PR #524, opened 2018-08-07
Feature/eraser tool

dannyrb:
@dlwire's `eraserTool` ported over. Adds highlighting 👍 
Had to create `pre` and `post` `mouseDownCallback` hooks to accomplish the behavior. I think `mouseDown` may be the only event that needs it because of our default annotation ranking and selection logic?


dannyrb:
0001-example-eraser

PR #534, opened 2018-08-13
Crosshairtool

galelis:


galelis:
Test: https://deploy-preview-534--cornerstone-tools.netlify.com/examples/crosshairs/

Yet to figured out whats the best way to have an example for tool that interact between viewports

dannyrb:
@galelis can you create a new [project board](https://github.com/cornerstonejs/cornerstoneTools/projects/1) item, convert it to an issue, and assign it to me? Just a simple list of things you'd need the primary example to be able to support so we can continue to use it as a quick place to check one or more tools?

PR #535, opened 2018-08-14
MultiTouch Pan Tool: Inicial changes

galelis:


dannyrb:
Two finger pan works well for me. Has the "number of touch points" configuration been ported as well? I couldn't find it:

https://github.com/cornerstonejs/cornerstoneTools/blob/master/src/imageTools/panMultiTouch.js#L18-L22

I believe this allowed you to require 3, 4, 5+ points of contact for the tool to apply it's strategy. It sounds silly, but this allows you to have a different tool applied depending on the number of points of contact.

PR #539, opened 2018-08-16
StackScroll Multi Touch tool

galelis:


galelis:
I have create another PR (#571) that will fix this broken unit tests.

PR #543, opened 2018-08-17
Updating usage of external.cornerstone

galelis:
## Changes
CornerstoneTools files are loaded before having cornerstone into window scope, so, if we store external.cornerstone as a variable outside of the scope of the class/function it will get undefined. 
To have consistency I've changed all new files to always use external.cornerstone, then we will assure that it will aways run the get and pickup the currently window.cornerstone object.


dannyrb:
Ahh. That makes sense. Good catch, @galelis :+1:

PR #552, opened 2018-08-21
DoubleTapZoom tool migration to v3

galelis:
## TODO
- Test in a touch device using netlify (DONE)


galelis:
Unable to test.

src/tools/doubleTapZoomTool.js
```diff
@@ -0,0 +1,18 @@
...
+    super({
+      name,
+      supportedInteractionTypes: ['touch']
+    });
+  }
+
+  doubleTapCallback (evt) {
+    const eventData = evt.detail;
+
+    external.cornerstone.fitToWindow(eventData.element);
```
dannyrb: If I zoom out, then activate this tool, double tapping does fit the image to the window :+1:

It confused me at first, because the name implies that `doubleTap` zooms in? At least in my head. But the code does fire on double tap 👍

swederik: Yeah that's weird, we should probably rename it.

galelis: You guys have any idea of a new name? 
I agreed of changing it, maybe even 'Fit to window" tool.

swederik: doubleTapFitToWindow seems fine

galelis:
I have create another PR (#571) that will fix this broken unit tests.

PR #553, opened 2018-08-22
Add fill the region of brush tool

sisobus:
I've implemented fill inside of segmentation with brush tools.

In the case of the closed space first, double-clicking will color the region.
If it is not a closed space, it will be colored by connecting both ends.
Please refer to attached images.

### DIFF
--- a/src/paintingTools/brush.js
+++ b/src/paintingTools/brush.js
@@ -336,9 +336,6 @@ function fill (eventData) {
         if (ny < 0 || ny >= rows || nx < 0 || nx >= columns || isSameColor(nx, ny, brushPixelValue)) {
           continue;
         }
-        if (!isSameColor(nx, ny, 0)) {
-          continue;
-        }
         q.enqueue({
           x: nx,
           y: ny
--- a/src/paintingTools/brush.js
+++ b/src/paintingTools/brush.js
@@ -111,6 +111,7 @@ function onImageRendered (e) {
 
 function fill (eventData) {
   const configuration = brush.getConfiguration();
+  const radius = configuration.radius;
   const element = eventData.element;
   const layer = external.cornerstone.getLayer(element, configuration.brushLayerId);
   const { rows, columns } = layer.image;
@@ -130,13 +131,7 @@ function fill (eventData) {
   const getPixelIndex = (x, y) => (y * columns) + x;
   const isSameColor = (x, y, color = brushPixelValue) => pixelData[getPixelIndex(x, y)] === color;
   const draw = (x, y, brushPixelValue) => drawBrushPixels([[x, y]], pixelData, brushPixelValue, columns);
-  const drawRange = (range, color) => {
-    range.forEach((point) => {
-      const spIndex = getPixelIndex(point[0], point[1]);
-
-      pixelData[spIndex] = color;
-    });
-  };
+  const drawRange = (range, color) => drawBrushPixels(range, pixelData, color, columns);
 
   x = Math.round(x);
   y = Math.round(y);
@@ -154,12 +149,20 @@ function fill (eventData) {
 
     return null;
   };
+  // This thisCircle = [(x, y - radius), (x + radius, y), (x, y + radius), (x - radius, y)]
   const thisCircle = [
     find(y, 0, (x, y) => !isSameColor(x, y - 1), x, true),
     find(x, columns, (x, y) => !isSameColor(x + 1, y), y, false),
     find(y, rows, (x, y) => !isSameColor(x, y + 1), x, true),
     find(x, 0, (x, y) => !isSameColor(x - 1, y), y, false)
   ];
+
+  if (Math.abs(thisCircle[0] - thisCircle[2]) > radius * 2 && Math.abs(thisCircle[1] - thisCircle[3]) > radius * 2) {
+    // If the position you clicked is aleady in same color, this method is not necessary.
+    return;
+  }
+
+  // Find a direction the closest point where same color from (x, y)
   let [minDistance, idx, base, low, high] = [2147483647, -1];
 
   for (let i = 0; i < thisCircle.length; i += 1) {
@@ -197,7 +200,6 @@ function fill (eventData) {
     return ret;
   };
 
-  drawRange(getPointList(low, high, base, !(idx % 2)), 0);
 
   class Queue {
     constructor () {
@@ -225,7 +227,7 @@ function fill (eventData) {
     }
   }
 
-  const bfs = (x, y, columns, rows) => {
+  const getTheFarthestPoint = (x, y, columns, rows) => {
     let [rx, ry, maxDepth] = [x, y, 0];
     const q = new Queue();
     const d = [];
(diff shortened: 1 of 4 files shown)


JamesAPetts:
Live demo: https://deploy-preview-553--cornerstone-tools.netlify.com/examples/segmentationbrush/

swederik:
I agree with @JamesAPetts, I would also expect it to fill over previous segments.

Very cool addition! Thanks @sisobus!

sisobus:
I agree with @JamesAPetts , I modify some source code and commit.

Thanks for quick review.

src/paintingTools/brush.js
```diff
@@ -107,13 +107,265 @@ function onImageRendered (e) {
   }
 }
 
+// This method is for fill region of segmentation overlays
+
+function fill (eventData) {
```
JamesAPetts: This function is a bit long and has a lot going on (codeclimate gives it a cognitive complexity of 105). For the sake of maintainability, would it be possible to split this function down into a sequence of appropriately named smaller functions, so that it is easier to follow?

src/paintingTools/brush.js
```diff
@@ -107,13 +107,265 @@ function onImageRendered (e) {
...
+
+  const getPixelIndex = (x, y) => (y * columns) + x;
+  const isSameColor = (x, y, color = brushPixelValue) => pixelData[getPixelIndex(x, y)] === color;
+  const draw = (x, y, brushPixelValue) => drawBrushPixels([[x, y]], pixelData, brushPixelValue, columns);
+  const drawRange = (range, color) => drawBrushPixels(range, pixelData, color, columns);
+
+  x = Math.round(x);
+  y = Math.round(y);
+
+  const find = (low, high, condition, base, isY = false) => {
```
JamesAPetts: This function probably doesn't need to be an inner function. Pulling it out may make the logical flow of fill() easier to follow.

src/paintingTools/brush.js
```diff
@@ -107,13 +107,265 @@ function onImageRendered (e) {
...
+    find(x, 0, (x, y) => !isSameColor(x - 1, y), y, false)
+  ];
+
+  if (Math.abs(thisCircle[0] - thisCircle[2]) > radius * 2 && Math.abs(thisCircle[1] - thisCircle[3]) > radius * 2) {
+    // If the position you clicked is aleady in same color, this method is not necessary.
+    return;
+  }
+
+  // Find a direction the closest point where same color from (x, y)
+  let [minDistance, idx, base, low, high] = [2147483647, -1];
```
JamesAPetts: This is more stylistic preference, but I find this line a bit cryptic.
May I suggest you replace this declaration with:

```
let minDistance = Number.MAX_SAFE_INTEGER;
let idx = -1;
let base, low, high;
```

src/paintingTools/brush.js
```diff
@@ -107,13 +107,265 @@ function onImageRendered (e) {
...
+
+  for (let i = 0; i < thisCircle.length; i += 1) {
+    let b, l, h;
```
JamesAPetts: I understand you wish to keep the variable names short here as you are doing a lot of arithmetic, but could we have a comment to show more clearly that b, l, h means base, low, high?

Generally more instructive comments in this for loop would be very much appreciated.

src/paintingTools/brush.js
```diff
@@ -107,13 +107,265 @@ function onImageRendered (e) {
...
+
+    for (let t = low; low < high ? (t <= high) : (t >= high); t += (low < high ? 1 : -1)) {
+      ret.push(isY ? [base, t] : [t, base]);
+    }
+
+    return ret;
+  };
+
+
+  class Queue {
```
JamesAPetts: I think this class should not be an inner class, and should be pulled out of the fill() function. Again, the fill() function could be easier to follow if it just contained the logical flow.

src/paintingTools/brush.js
```diff
@@ -107,13 +107,265 @@ function onImageRendered (e) {
...
+      this.front++;
+
+      return data;
+    }
+    size () {
+      return this.end - this.front;
+    }
+  }
+
+  const getTheFarthestPoint = (x, y, columns, rows) => {
```
JamesAPetts: Again, I think it would be a lot easier to follow if all these functions that work in a functional manner (i.e. that take an input and return a result without changing the state of the input) were pulled out of fill() and placed at the root of the file. Perhaps with appropriate renaming if necessary.

JamesAPetts:
Another small issue, if you double click anywhere outside some regions, the whole screen will be filled with that color, potentially 'erasing' many segmentations.

E.g.:
screen shot 2018-08-22 at 12 10 55
..double click:
screen shot 2018-08-22 at 12 11 06

src/paintingTools/brush.js
sisobus: I think so! I separated fill function to smaller functions named functionally. 
and these are moved to fill.js.

src/paintingTools/brush.js
sisobus: I agree. find function is moved to fill.js

src/paintingTools/brush.js
sisobus: copy & paste :) thanks

src/paintingTools/brush.js
sisobus: This class is moved to queue.js

src/paintingTools/brush.js
sisobus: I took this part and created it as a function (findTheClosestDirection)

sisobus:
Hi, thanks to refactoring some code. It has a bug, and i fixed the bug. :)

JamesAPetts:
Hey, thanks so much for the quick response, the fix works great!

Finally, what do you think about this issue:
https://github.com/cornerstonejs/cornerstoneTools/pull/553#issuecomment-414997154

Perhaps in general it would be better if we only allow the user to fill in closed shapes?
Unless you can find a way to make filling in partially filled shapes without the side effect of painting the whole screen?

Thanks for all the hard work :)!

sisobus:
https://github.com/cornerstonejs/cornerstoneTools/pull/553#issuecomment-414997154

I fixed this issue this commit https://github.com/cornerstonejs/cornerstoneTools/pull/553/commits/26fbd9eaffc7000a78bb3b1c236329e0b29773cb
So, if i double click on the first image, then It will not be painted (refer to second image).



But Because of the spatialy painted problem of the web canvas when draws quickly, there is a problem that it does not work as I intended. (situation of below image)



currently, There is no idea to solve this problem, i think. 

P.S. If the brush tool is drawn continuously, this is a problem to be solved. Do you have any plans for this with the brush tool?

JamesAPetts:
Hey @sisobus, thanks a lot for the fix. I think the edge case you show is relatively minor, and also depends on how the brush tool itself functions. If a clean line is drawn, your addition works as intended. And the consequence of this edge case aren't too severe (a single line at the worst case).

The issue of drawing continuously is an interesting problem, as we are limited by how long the draw call takes currently. We could probably set up some kind of draw queue, but that would be a whole other potential PR/issue to this one.

You can make the tool do strange things if you draw strange shapes, but most of it seems relatively harmless. I'm quite happy with the current state, but I would like to see what @swederik thinks of the changes.

JamesAPetts:
@sisobus, just an update, haven't forgot about this PR, I just would like @swederik to have a look at the most recent changes, and he's currently unavailable for a couple of weeks.

swederik:
I didn't mean to hold this up. I was actually fine with the last set of changes.

Thanks for your hard work @sisobus and you too @JamesAPetts!

Issue #554, opened 2018-08-22
Annotation is not working properly


mpkumar87:
HI,
I am checking cornerstoneTool package in local and tested examples. In Annotation example, it create first annotation with text displaying below the line. But when try to create another annotation and text entered is not displayed for new annotation draw, instead it update the value of first annotation line. Please guide me to solve this problem.

Thanks.

dannyrb:
Hello @mpkumar87, please include a screenshot and code example? Bonus points for an example on codepen that demonstrates the issue.

mpkumar87:
Thanks for ur reply.. Example which is in github also not working for annotation.

https://rawgit.com/cornerstonejs/cornerstoneTools/master/examples/annotation/index.html

First annotation mark display value which i entered in dialog box. But further annotation mark not displaying value, it is getting update first annotation mark.

Thanks.

swederik:
Looks like you're right. I wonder when that broke...

galelis:
I have created a PR to fix this issue
https://github.com/cornerstonejs/cornerstoneTools/pull/557

@mpkumar87 Hey, I have analysed the issue and it was actually an issue only with example code that was not removing correctly the dialog events, so it was being called as many times as we have arrowAnnotations in the app.

param88singh:
Helle swederik,

First of all thanks for your great effort for medical software(Dicom Viewer). I configured your latest versions of  cornerstone library. cornerstone-wado-image-loader - 2.0.0, cornerstone-tools - 2.3.3,
Here i seen annotation is not working accurately. It is almost difference of hundreds in length. But when i tried with yous oldest library(Augast 2017 versions). It is working very fine. Let me know what is the bug in your latest library. It is working good for almost all dicom files. But there is some dicom on which not working fine. I have attached the Example dicom file of DX modality. Check and confirm..
[DicomAnnotationIssue.zip](https://github.com/cornerstonejs/cornerstoneTools/files/2501313/DicomAnnotationIssue.zip)

dannyrb:
@param88singh can you create a new issue with this information? We try to avoid re-opening issues that have merged work.

PR #557, opened 2018-08-23
Fix arrowAnnotate example

galelis:
## Bug Fix
- Click events was not being removed correctly. 
- Fix: Make sure to remove all events on dialog before close it. 

(Closes issue #554)


dannyrb:
@galelis you can almost always use your own discretion when choosing to update an example :+1:

This looks good to me. Thanks for taking the time to knock out a fix 🎉

PR #559, opened 2018-08-29
SaveAs tool v3

galelis:


swederik:
Clicked a button called 'Update Branch'. Not sure if we prefer this approach (Merge vNext into feature branch) versus rebasing the feature branch on top of vNext, though. Not sure if it matter if we squash the commits anyway.

galelis:
I think thats fine, I usually rebase, but this merge will work similarly.

PR #564, opened 2018-09-04
vNext brush rendering and image caching changes - WIP

JamesAPetts:
In this PR I've centralized the rendering of labelmap data, so that it is rendered if any brush tool is active/passive/enabled (i.e. any tool which extends baseBrushTool).

The labelmap is always rendered first in the queue, such that all annotations appear in front of it.

WIP:
The bitmap generation is asynchronous, so I need a cache of the previous image before a new one is drawn. I'm currently caching once per toolData, which allows for seemless usage whilst working with multiple cornerstone enabled elements, however I'm going to look if I can cache just one slice per element. (i.e. one x*y image, rather than a potential whole data cube).

Demo: https://deploy-preview-564--cornerstone-tools.netlify.com/

### DIFF
--- a/src/base/baseBrushTool.js
+++ b/src/base/baseBrushTool.js
@@ -3,7 +3,6 @@ import EVENTS from './../events.js';
 import baseTool from './../base/baseTool.js';
 // Utils
 import isToolActive from '../tools/shared/isToolActive.js';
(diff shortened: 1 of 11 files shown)


JamesAPetts:
Note, moved to #569.

PR #571, opened 2018-09-13
Refactor brushStore and unit tests

galelis:
## Changes
- Make sure that external.cornerstone.colors exist before using 
- It will avoid breaking unit tests that does not mock this functions and also we can remove a lot of mock functions inside unit tests that are not being tested directly. 

NOTE: In case we want to test the colors/colorMap from Brush, we can mock the function inside the unit test and perform the tests desired.

### DIFF
--- a/src/store/brushStore.js
+++ b/src/store/brushStore.js
@@ -65,28 +65,29 @@ export default {
   mutations
 };
 
-
 // DEFAULT BRUSH COLOR MAP
-const colormap = external.cornerstone.colors.getColormap(state.colorMapId);
+if (external.cornerstone && external.cornerstone.colors) {
+  const colormap = external.cornerstone.colors.getColormap(state.colorMapId);
 
-colormap.setNumberOfColors(20);
-colormap.setColor(0, [255, 255, 255, 0]);
-colormap.setColor(1, [230, 25, 75, 255]);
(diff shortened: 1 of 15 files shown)


JamesAPetts:
Sorry I didn't get round to this yet, I'll get on it on Monday.

src/store/brushStore.js
```diff
@@ -65,28 +65,29 @@ export default {
   mutations
 };
 
-
 // DEFAULT BRUSH COLOR MAP
-const colormap = external.cornerstone.colors.getColormap(state.colorMapId);
+if (external.cornerstone && external.cornerstone.colors) {
```
JamesAPetts: Simple and elegant solution to the the mocking issues 👍.

src/tools/PanTool.test.js
```diff
@@ -2,19 +2,8 @@ import PanTool from './PanTool.js';
...
-    colors: {
-      getColormap: jest.fn().mockImplementation(() => {
-        return {
-          setNumberOfColors: jest.fn(),
-          setColor: jest.fn()
-        }
-      })
-    }
-  }
+  cornerstone: {}
```
JamesAPetts: Perfect 👍 .

PR #298, opened 2022-03-06
Alternative fix for #295.

quinnj:
We already have a utility defined (`OrderedChannel`) that we use when
writing record batches to ensure batches get _written_ in the same order
they are provided; it makes sense to use the same utility when reading
to ensure incoming record batches are _read_ in the appropriate order.


baumgold (approved):

quinnj:
Closing in favor of https://github.com/apache/arrow-julia/pull/339

Issue #232, opened 2021-08-12
Serializing `Dict{String,Real}` result in garbage values 


omus:
Serializing a `Dict` which contains `Bool` and `Float64` values results in a Arrow generating garbage values:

____

▸ DIRECTIONS FOR THIS TASK
In the entries above, copy each line that contains the string "jest".

▸ TASK RESPONSE
-      getColormap: jest.fn().mockImplementation(() => {
-          setNumberOfColors: jest.fn(),
-          setColor: jest.fn()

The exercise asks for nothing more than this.